Items from a dataset:
Issue #115, opened 2019-05-18
Linear and Radial Gradient Fills


FrayxRulez:
Do you have any plan to support gradients in the near future?

sohchatt:
@FrayxRulez yes -- it's been on our wish-list but had no concrete customer requests until yours. Thanks for the feedback; we'll be sure to add it to the feature backlog.

FrayxRulez:
I’ve actually worked on this over the weekend and I’ve fully implemented linear ones, would a PR be appreciated for them?

sohchatt:
Absolutely!

sohchatt:
Addressed by #123

PR #123, opened 2019-05-21
Implemented linear gradient fill

FrayxRulez:


source/LottieData/Color.cs
```diff
@@ -28,13 +28,13 @@ public static Color FromArgb(double a, double r, double g, double b)
 
         public static Color TransparentBlack { get; } = new Color(0, 0, 0, 0);
 
-        public double A { get; }
+        public double A { get; set; }
```
simeoncran: As much as possible the LottieData objects are meant to be immutable. Immutability helps reasoning about state, so we want to preserve it. Please remove the setters.

source/LottieData/GradientStop.cs
```diff
@@ -73,5 +66,10 @@ public override string ToString()
         }
 
         static string ToHex(double value) => ((byte)(value * 255)).ToString("X2");
+
+        public bool Equals(GradientStop other)
+        {
+            return other.Color == Color && other.Offset == Offset;
```
simeoncran: == Color is doing reference equality because we haven't overridden == on the Color class. You should add an == operator to Color, and add one for GradientStop too

source/LottieData/ShapeLayerFill.cs
```diff
@@ -0,0 +1,17 @@
+﻿// Licensed to the .NET Foundation under one or more agreements.
+// The .NET Foundation licenses this file to you under the MIT license.
+// See the LICENSE file in the project root for more information.
+
+namespace Microsoft.Toolkit.Uwp.UI.Lottie.LottieData
+{
+#if PUBLIC_LottieData
+    public
+#endif
+    abstract class ShapeLayerFill : ShapeLayerContent
```
simeoncran: To follow the existing pattern, this should get a type enum so users of a ShapeLayerFill can switch on its type.

source/LottieReader/Serialization/LottieCompositionReader.cs
```diff
@@ -1154,8 +1154,8 @@ LinearGradientFill ReadLinearGradientFill(JObject obj, in ShapeLayerContent.Shap
             IgnoreFieldThatIsNotYetSupported(obj, "hd");
 
             var opacityPercent = ReadOpacityPercent(obj);
-            var startPoint = ReadAnimatableVector2(obj.GetNamedObject("s"));
-            var endPoint = ReadAnimatableVector2(obj.GetNamedObject("e"));
+            var startPoint = ReadAnimatableVector3(obj.GetNamedObject("s"));
```
simeoncran: Why the change to vector3?

source/LottieReader/Serialization/LottieCompositionReader.cs
```diff
@@ -1825,7 +1825,8 @@ protected override Sequence<GradientStop> ReadValue(JToken obj)
                     throw new LottieCompositionReaderException("Fewer gradient stop values than expected");
                 }
 
-                var gradientStops = new List<GradientStop>(colorStopsDataLength / 4);
+                var colorStops = new List<GradientStop>(colorStopsDataLength / 4);
```
simeoncran: What is the purpose of changing to these 2 lists rather than using the existing implementation?

source/LottieReader/Serialization/LottieCompositionReader.cs
```diff
@@ -1881,25 +1882,158 @@ protected override Sequence<GradientStop> ReadValue(JToken obj)
...
 
-                // Merge the stops that have the same offset, and order by offset.
-                var merged =
-                    from stop in gradientStops
-                    group stop by stop.Offset into grouped
+                // Interpolate color and opacity stops into a single sequence
+                return new Sequence<GradientStop>(StopsBuilder.Build(colorStops, opacityStops));
+            }
+
+            class StopsBuilder
```
simeoncran: Can this be moved to another file? And please comment it, follow the order of members used elsewhere (e.g. constructor should be the first non-field member), make all state readonly if it can be (i.e. _result)

source/LottieToWinComp/LottieToWinCompTranslator.cs
```diff
@@ -819,7 +807,7 @@ internal void UpdateFromStack(Stack<ShapeLayerContent> stack)
                             break;
 
                         case ShapeContentType.SolidColorFill:
-                            Fill = ComposeSolidColorFill(Fill, (SolidColorFill)popped);
+                            Fill = ComposeSolidColorFill(Fill as SolidColorFill, (SolidColorFill)popped);
```
simeoncran: Don't use "as" when the type is known - just do a cast. Otherwise the reader has to assume that the result of the "as" could be null, which forces them to read more code than they need to.

source/LottieToWinComp/LottieToWinCompTranslator.cs
```diff
@@ -3279,6 +3275,124 @@ CompositionColorBrush CreateNonAnimatedColorBrush(Color color)
...
+            {
+                result.EndPoint = Vector2(endPoint.InitialValue);
+            }
+
+            ApplyColorGradientStops(context, gradient.GradientStops, result, opacityPercent);
+
+            return result;
+        }
+
+        void ApplyColorGradientStops(TranslationContext context, in Animatable<Sequence<GradientStop>> stops, in CompositionGradientBrush result, in TrimmedAnimatable<double> opacityPercent)
```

Assignment
The records above should be restated word for word in their entirety.

Expected output
Issue #115, opened 2019-05-18
Linear and Radial Gradient Fills


FrayxRulez:
Do you have any plan to support gradients in the near future?

sohchatt:
@FrayxRulez yes -- it's been on our wish-list but had no concrete customer requests until yours. Thanks for the feedback; we'll be sure to add it to the feature backlog.

FrayxRulez:
I’ve actually worked on this over the weekend and I’ve fully implemented linear ones, would a PR be appreciated for them?

sohchatt:
Absolutely!

sohchatt:
Addressed by #123

PR #123, opened 2019-05-21
Implemented linear gradient fill

FrayxRulez:


source/LottieData/Color.cs
```diff
@@ -28,13 +28,13 @@ public static Color FromArgb(double a, double r, double g, double b)
 
         public static Color TransparentBlack { get; } = new Color(0, 0, 0, 0);
 
-        public double A { get; }
+        public double A { get; set; }
```
simeoncran: As much as possible the LottieData objects are meant to be immutable. Immutability helps reasoning about state, so we want to preserve it. Please remove the setters.

source/LottieData/GradientStop.cs
```diff
@@ -73,5 +66,10 @@ public override string ToString()
         }
 
         static string ToHex(double value) => ((byte)(value * 255)).ToString("X2");
+
+        public bool Equals(GradientStop other)
+        {
+            return other.Color == Color && other.Offset == Offset;
```
simeoncran: == Color is doing reference equality because we haven't overridden == on the Color class. You should add an == operator to Color, and add one for GradientStop too

source/LottieData/ShapeLayerFill.cs
```diff
@@ -0,0 +1,17 @@
+﻿// Licensed to the .NET Foundation under one or more agreements.
+// The .NET Foundation licenses this file to you under the MIT license.
+// See the LICENSE file in the project root for more information.
+
+namespace Microsoft.Toolkit.Uwp.UI.Lottie.LottieData
+{
+#if PUBLIC_LottieData
+    public
+#endif
+    abstract class ShapeLayerFill : ShapeLayerContent
```
simeoncran: To follow the existing pattern, this should get a type enum so users of a ShapeLayerFill can switch on its type.

source/LottieReader/Serialization/LottieCompositionReader.cs
```diff
@@ -1154,8 +1154,8 @@ LinearGradientFill ReadLinearGradientFill(JObject obj, in ShapeLayerContent.Shap
             IgnoreFieldThatIsNotYetSupported(obj, "hd");
 
             var opacityPercent = ReadOpacityPercent(obj);
-            var startPoint = ReadAnimatableVector2(obj.GetNamedObject("s"));
-            var endPoint = ReadAnimatableVector2(obj.GetNamedObject("e"));
+            var startPoint = ReadAnimatableVector3(obj.GetNamedObject("s"));
```
simeoncran: Why the change to vector3?

source/LottieReader/Serialization/LottieCompositionReader.cs
```diff
@@ -1825,7 +1825,8 @@ protected override Sequence<GradientStop> ReadValue(JToken obj)
                     throw new LottieCompositionReaderException("Fewer gradient stop values than expected");
                 }
 
-                var gradientStops = new List<GradientStop>(colorStopsDataLength / 4);
+                var colorStops = new List<GradientStop>(colorStopsDataLength / 4);
```
simeoncran: What is the purpose of changing to these 2 lists rather than using the existing implementation?

source/LottieReader/Serialization/LottieCompositionReader.cs
```diff
@@ -1881,25 +1882,158 @@ protected override Sequence<GradientStop> ReadValue(JToken obj)
...
 
-                // Merge the stops that have the same offset, and order by offset.
-                var merged =
-                    from stop in gradientStops
-                    group stop by stop.Offset into grouped
+                // Interpolate color and opacity stops into a single sequence
+                return new Sequence<GradientStop>(StopsBuilder.Build(colorStops, opacityStops));
+            }
+
+            class StopsBuilder
```
simeoncran: Can this be moved to another file? And please comment it, follow the order of members used elsewhere (e.g. constructor should be the first non-field member), make all state readonly if it can be (i.e. _result)

source/LottieToWinComp/LottieToWinCompTranslator.cs
```diff
@@ -819,7 +807,7 @@ internal void UpdateFromStack(Stack<ShapeLayerContent> stack)
                             break;
 
                         case ShapeContentType.SolidColorFill:
-                            Fill = ComposeSolidColorFill(Fill, (SolidColorFill)popped);
+                            Fill = ComposeSolidColorFill(Fill as SolidColorFill, (SolidColorFill)popped);
```
simeoncran: Don't use "as" when the type is known - just do a cast. Otherwise the reader has to assume that the result of the "as" could be null, which forces them to read more code than they need to.

source/LottieToWinComp/LottieToWinCompTranslator.cs
```diff
@@ -3279,6 +3275,124 @@ CompositionColorBrush CreateNonAnimatedColorBrush(Color color)
...
+            {
+                result.EndPoint = Vector2(endPoint.InitialValue);
+            }
+
+            ApplyColorGradientStops(context, gradient.GradientStops, result, opacityPercent);
+
+            return result;
+        }
+
+        void ApplyColorGradientStops(TranslationContext context, in Animatable<Sequence<GradientStop>> stops, in CompositionGradientBrush result, in TrimmedAnimatable<double> opacityPercent)
```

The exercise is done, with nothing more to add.